- DVD cover
- Directed by: Ralph Arend
- Screenplay by: Ralph Arend
- Produced by: Ralph Arend; Erika Hampson; Richard Tanne; Noah Barrow;
- Starring: Richard Tanne; Kristen Connolly; Cody Horn; Geoffrey Arend; Larry Fessenden; Noah Barrow; Kathryn Erbe;
- Cinematography: Vincent Peone
- Edited by: Joe Lindquist
- Music by: Mike Fiore
- Distributed by: Level 33 Entertainment
- Release date: November 4, 2014;
- Country: United States
- Language: English

= Worst Friends (2014 film) =

Worst Friends is an American comedy film, written, produced and directed by Ralph Arend and starring Richard Tanne, Noah Barrow, Kristen Connolly, and Cody Horn, with Larry Fessenden, Geoffrey Arend, and Kathryn Erbe. It was released on November 4, 2014.

==Plot==
Worst Friends has been described as a dark Indie comedy. The film is set in an unnamed New Jersey suburb and focuses around a number of key characters. The film opens explaining the close but troubled friendship of two young boys.

It explores the role of friendships when a traumatic incident takes place and how there can be a fine line between help and dependence. Jake (Richard Tanne) is a young man suffering traumatic injuries after he is hit by a car. He turns to his childhood friend Sam (Noah Barrow) for support and to help him recover.

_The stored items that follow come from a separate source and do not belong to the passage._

PR #73, opened 2021-04-27
First Solution

Ihor-Nykyforov:


KseniiaMakarova (changes requested):
test

Anatolii-Zarytskyi (approved):
Good job)

src/main/java/practice/CandidateValidator.java
```diff
@@ -1,5 +1,21 @@
...
 
-public class CandidateValidator {
+import java.util.function.Predicate;
+import model.Candidate;
 
+public class CandidateValidator<T extends Candidate> implements Predicate<T> {
+    private static final String DELIMITER = "-";
+    private static final String NATIONALITY = "Ukrainian";
+    private static final int REQUIRED_AGE = 35;
+    private static final int REQUIRED_YEARS_OF_LIVING_IN_COUNTRY = 10;
```
Resci, line 10:
```suggestion
    private static final int MIN_REQUIRED_AGE = 35;
    private static final int MIN_REQUIRED_YEARS_OF_LIVING_IN_COUNTRY = 10;
```

src/main/java/practice/StreamPractice.java
```diff
@@ -1,20 +1,32 @@
...
      */
+
     public int findMinEvenNumber(List<String> numbers) {
-        return 0;
+        return numbers.stream()
+                .flatMap(s -> Arrays.stream(s.split(DELIMITER)))
+                .mapToInt(Integer::parseInt)
+                .filter(integer -> integer % 2 == 0)
+                .min()
+                .orElseThrow(() -> new RuntimeException(MESSAGE));
```
Resci, line 29: You use message only in 1 place, let's remove const

Resci (approved):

A physical therapist (Cody Horn) is enlisted and begins to help Sam with Jake's recovery. Sam and Jake's friendship takes a turn for the worse when Sam's childhood sweetheart, Zoe (Kristen Connolly), returns to town. Her presence becomes a true test of Sam and Jake's friendship.

==Production==
The concept of the plot was taken from Richard Tanne's own experiences in 2010. While recovering from an injury in his home state of New Jersey, Tanne reconnected with filmmakers Ralph Arend and Noah Barrow and the idea generated traction over the coming weeks.

On July 28, 2010, the producers launched a Kickstarter campaign aiming to make $11,000 to fund the film. By August 11, 2010, the campaign had raised over $17,000.

Following the online premiere of the trailer, it was announced by Deadline that Level 33 Entertainment would be distributing the film across North America.

The film was then released on November 4, 2014 through video on-demand and DVD.

==Reception==
The film received mainly positive reviews following its launch in 2014.

In its review, Yes! Weekly described the film as a “loose, likeable comedy” with a “fun cast.” Actor Larry Fessenden was singled out for “amusingly channeling Jack Nicholson.”

Videoviews.org awarded the film 3 1/2 out of 5 stars and wrote, "Worst Friends is a simple story but the acting and well-written dialogue take it up a notch."

Spectrum Culture reviewed the film in 2014, stating the film covered the harsh realities of some friendships and praised the film’s opening for its effective storytelling, but ultimately only awarded the film 2 out of 5 stars.